Liber viaticus is a breviary made sometime in the 1350s, at the latest in 1364, for Bishop John of Neumarkt. This is an illuminated manuscript of 319 sheets in relatively good condition preserved to this day (not the original binding) and deposited in the National Museum Library, Prague (sign. XIII A 12).

==Analysis==
The title Liber viaticus comes directly from the book itself, which in a sort of bookplates is the text "Liber viaticus Domini Johannis, Luthomislensis Episcopi, imperialis cancellarii", which can be translated as "travel book of Mr. John, bishop of Litomysl, superior office".
The Codex could therefore serve as a traveling breviary, albeit rather expensive to manufacture at least it raises doubts that he routinely traveled with the book.

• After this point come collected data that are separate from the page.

PR #175, opened 2018-12-18
CONTRIB-7575 : Fixing unanswered dropdown display

ak4t0sh:


mchurchward:
I made some changes yesterday that I committed today. They set the dropdown to show no selection, which matches what the rest of the question types do.

I think your change might be better, but then I think we should make the same sort of change to all questions when they haven't been answered. Thoughts?

PR #177, opened 2019-01-22
Update styles.css

eglescout:
This UI change make checkboxes and radio buttons much easier to click or tap by making the whole table cell clickable instead of just the radio button or checkbox.


mchurchward:
Hi. There was a change made in 3.5.1 (see the release notes), that made the entire radio button cell and checkbox cell clickable. Does this change do something more? If so, can you describe the before and after?

Issue #191, opened 2019-04-19
Tab in "!other" answer is not replaced. 


papillon326:
add "preg_replace("/[\r\n\t]/", ' ', $responsetxt1)"

mchurchward:
Can you provide detail on how to replicate and see the problem this fixes? Thanks.

papillon326:
1. Add new questionnaire to course.
2. Create "checkbox" (or "radio") type question including "!other=" selection.
3. Copy text message with tab from text editor.
4. Answer the question and paste text message into "!other=" text field.  
5. Export CSV.

mchurchward:
Fixed in latest MOODLE_37_STABLE

PR #192, opened 2019-04-20
fix issue #191

papillon326:


mchurchward:
Pulled into latest MOODLE_37_STABLE

PR #193, opened 2019-04-22
contrib-189: Added in check to ensure that $questionobj has data befo…

2shediac:
…re calling get->choices.


mchurchward:
Please test this against release 3.5.4 which supports Moodle 3.3 through 3.6. Also, please provide steps to replicate the problem before the fix.

mchurchward:
Closing due to age.

PR #217, opened 2019-09-03
Corrected Non-respondents list showing every user on system level

doiphode:
The update will show only students enrolled on the course for Non-respondents, rather than all users with roles on system level that have the capability mod/questionnaire:submit set to Allow.


mchurchward:
I'm not sure this is completely correct. Is the "get_users_by_capability" still required in this case?

mchurchward:
This has been completed with https://github.com/PoetOS/moodle-mod_questionnaire/pull/436

PR #221, opened 2019-09-24
Anonymous questionnaire breaks anonimity in individual responses.

scippie75:
When a questionnaire is set to anonymous the name of the user who responded is still shown in the overview of the individual responses.
image001


mchurchward:
Thank you for this. I redid the merge for the MOODLE_37_STABLE branch instead. Your commit is now in that branch.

The book is especially known for its rich illuminations. The artist (anonymous, in literature known as the Master Liber viaticus), who was well educated; he was familiar with both the Italian and French painting tradition. The Painting concerns several large figure scenes in initials, minor abstract initials, and Drolleries.

== Bibliography ==
- Jiří Fajt. Mistr Liber viaticus, Liber viaticus Jana ze Středy (č. kat. 14), in: FAJT, Jiří, ed. Karel IV., císař z Boží milosti: kultura a umění za vlády Lucemburků 1310–1437. Vyd. 1. Praha: Academia, 2006. ISBN 80-200-1399-7, s. 96–98.